Progress so far is promising. According to HSUS, the average percentage of plant-based options in U.S. institutions at the start of 2022 was 13.75 percent. Over a year later, the average percentage is now at 21 percent. By 2027, HSUS are hopeful that the figure will be at least 50 percent.
Plant-Based Universities
Many universities are upping their plant-based options for climate, health, and animal welfare reasons, including several schools in the so-called Big Ten that have already made commitments. Penn State plans on having 35% of its entrees be plant-based by 2025, the University of Michigan serving 55% plant-based entrees by 2025, and the University of Wisconsin-Madison with a plant-based target of 30% by 2025.
These pledges are in turn helping to change the food service industry in the U.S., with Aramark, the largest foodservice provider in the country, announcing last year its commitment to making nearly half of its food on campuses plant-based. The move is said to help transform the menus at more than 250 colleges and universities across America. “Increasing plant-based proteins, while decreasing animal proteins, is a major factor in helping us reduce food-related emissions and is responsive to changing consumer dietary preferences”, explained Alan Horowitz, VP of Sustainability at Aramark.

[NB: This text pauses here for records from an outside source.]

PR #2485, opened 2019-07-29
issue/2484 allow overridden jQuery.fn.offset to set

### LINKED ISSUE #2484: jQuery.fn.offset override doesn't set only gets
### Subject of the issue

jQuery.fn.offset override doesn't set only gets
https://api.jquery.com/offset/#offset2 < defined set behaviour
https://github.com/adaptlearning/adapt_framework/blob/master/src/core/js/scrolling.js#L53 < override location

oliverfoster:
fixes #2484 
* added set behaviour


catchshiv:
+1

PR #2490, opened 2019-07-31
Resolves #2480, adds a guard on '_items' property

### LINKED ISSUE #2480: Defensive checks required around setUpItems()
This is a bit of an edge case, but if an accordion component is added which does not contain any _items, the `setUpItems` function here (https://github.com/adaptlearning/adapt_framework/blob/master/src/core/js/models/itemsComponentModel.js#L24) fails and never runs for any subsequent components.  As such the `toJSON()` call in the same code fails because `_children` is null and prevents the course from rendering.

brian-learningpool:
If '_items' was not set this would throw an error which would prevent the content from loading.

### DIFF
--- a/src/core/js/models/itemsComponentModel.js
+++ b/src/core/js/models/itemsComponentModel.js
@@ -21,7 +21,7 @@ define([
         },
 
         setUpItems: function() {
-            var items = this.get('_items') || [];
+            var items = this.get('_items') || []; // see https://github.com/adaptlearning/adapt_framework/issues/2480
             items.forEach(function(item, index) {
                 item._index = index;
             });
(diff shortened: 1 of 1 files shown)


src/core/js/models/itemsComponentModel.js
```diff
@@ -21,7 +21,7 @@ define([
         },
 
         setUpItems: function() {
-            var items = this.get('_items');
+            var items = this.get('_items') || [];
```
moloko:
```suggestion
            var items = this.get('_items') || []; // see https://github.com/adaptlearning/adapt_framework/issues/2480
```

PR #2499, opened 2019-08-08
Resolves #2498, move styles from drawer to drawer-holder

### LINKED ISSUE #2498: Drawer: move scrolling from "drawer" to "draw-holder"
Currently, when the drawer contains a long list of items that extends beyond the viewport, the drawer-toolbar scrolls with the items. Result: Close button (and Back button) scroll out of sight.

I'd like to see the drawer-toolbar better imitate the behavior of a navbar and remain fixed in position. Currently the entire drawer scrolls by default. Can this behavior be moved/restricted to drawer-holder since that is the div that receives the various drawer extensions e.g., resources, search, glossary.

### My environment
* framework v4.2

### Steps to reproduce
1 Add a lot of items to Resources
2 Scroll
3 Observe drawer-toolbar

### Expected behaviour
I'd like to see the drawer-toolbar remain fixed while the Resource items scroll behind it.

### Actual behaviour
When scrolling a long list of Resources or Glossary items, the entire drawer scrolls.

chucklorenz:
#2498 
This change prevents the drawer-toolbar from scrolling with long lists. It remains in position similar to a navbar.

Currently, drawer-toolbar has a transparent background. Because I saw no Less variables in base.less for the drawer, I added a necessary default background in Vanilla. Reference the [associated PR #234](https://github.com/adaptlearning/adapt-contrib-vanilla/pull/234)


src/core/less/base.less
```diff
@@ -65,10 +65,13 @@
         right:inherit;
         left:-320px;
     }
+    z-index:501;
+    .drawer-holder {
+        height: 100%;
```
Link2Twenty: When moving height into `drawer-holder` we lose the 100% height on the drawer.

moloko:
@chucklorenz you've accidentally committed package-lock.json and course.json

src/core/less/base.less
chucklorenz: Not sure that's correct. `drawer` maintains a rule for height: 100% at line 61. And shows up at run time in my dev tools. Am I misunderstanding?

Link2Twenty:
@chucklorenz I've removed my review you're right, I miss read the code when I was looking over it 🙂

chucklorenz:
@Link2Twenty no worries. Still, appreciate you taking time to look at it. I work alone too often so I need others to keep me sharp (or to grow sharper!).

guywillis:
v5 version of this PR has been merged into master. There were a couple of bug fixes for that PR that should make their way into the v4 version. They are:

* The bug in Windows where the scrollbar disappears beneath the `.drawer-holder` - fixed by moving the `padding-top: @navigation-height;` onto the `.drawer-inner`
* The bug with this current implementation where the drawer will open part way down where you left off - fixed by adding a scrollTop to the `.drawer-holder` in the `showDrawer` function

oliverfoster:
is this still needed?

oliverfoster:
@guywillis ?

guywillis:
This PR is an enhancement to the drawer scrolling functionality. 

It is not specifically needed.

moloko:
sure, but is it _wanted_? it's been stuck like this now for more than a year so we either need to carry it forward to completion or close it...

guywillis:
I'm happy to leave as is without merging. The requested amends are implemented in v5

PR #2552, opened 2019-10-18
Amends #2392: _htmlClassName

chucklorenz:
~This PR changes `_htmlClassName` to `_htmlClasses`.~ It clarifies some Titles in various schemas and adds some Help texts. 

Reference https://github.com/adaptlearning/adapt_framework/issues/2392


chucklorenz:
Updated this PR to return to use of `_htmlClassName` so that the amends to Titles and Help could continue toward master. I'll create another PR for `_htmlClasses` against release/v5.

Link2Twenty:
One thing to mention, developers used to JSX and React will already be used to classes being called className. If we go down the path of using React for the front end it may not be necessary to change the property name.

PR #2555, opened 2019-10-18
change _htmlClassName to _htmlClasses

chucklorenz:
The content of this PR was originally part of https://github.com/adaptlearning/adapt_framework/pull/2552. It was separated out so that it could be included as a part of v5 rather than master.
 
Reference #2392


src/course/en/course.json
```diff
@@ -1,7 +1,7 @@
 {
     "_id": "course",
     "_type": "course",
-    "_htmlClassName": "",
+    "_htmlClasses": "",
```
moloko: I think you added `"_classes": "",` here (as well) in your v4 PR

moloko: ah and of course you shouldn't need to here as well cause the v4 master branch should get merged into this one sorry

chucklorenz: yes I did; but I left that in https://github.com/adaptlearning/adapt_framework/pull/2552. I did not duplicate those additions here.

PR #2556, opened 2019-10-21
remove deprecated functions

moloko:
* findDescendants
* getAvailableChildren
* getParents

As have all been deprecated since v2.2


moloko:
> 
> 
> Didn't fancy getting rid of `setOptional()` at the same time?

@tomgreenfield I did consider it but decided that, since it has only been deprecated since v3.2.3 it would be more appropriate to leave it in place until v6. It's also only a tiny bit of code!

What I might do is update it to warn via the console that is deprecated as I notice it doesn't have that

Institutions Going Plant-Based For The Planet
Universities are not the only public institutions that are introducing initiatives to swap animal products for more climate-friendly foods.
Berkeley has become the first U.S. city to commit to phasing out carbon-intensive meat and dairy products at council-run public events and in city buildings.
The lower carbon-footprint of plant-based food is one of the leading reasons for such initiatives, but there’s also health benefits too. Public schools in New York have introduced an entirely vegan menu every Friday as part of the Plant-Power Fridays initiative. Aimed at tackling healthcare crises like childhood obesity, childhood diabetes, and asthma, the scheme results in around 1.1 million school children eating plant-based meals at school at least once a week.
New York City’s health care recently received a plant-based makeover, too, with public hospitals in the city now serving plant-based meals as the default option. While patients are still welcome to request meat options, the program has proven an effective way to encourage healthier choices, with more than half of all patients choosing the plant-based meals despite only 1 percent of patients actively following a vegan or vegetarian diet.
And some of the world’s biggest companies are also making plant-based pledges: fast-food giant Burger King has predicted that its menu will be 50 percent plant-based within less than a decade, and has even trialled making plant-based burgers the default option when customers order, as part of its “Normal, or With Meat?” campaign.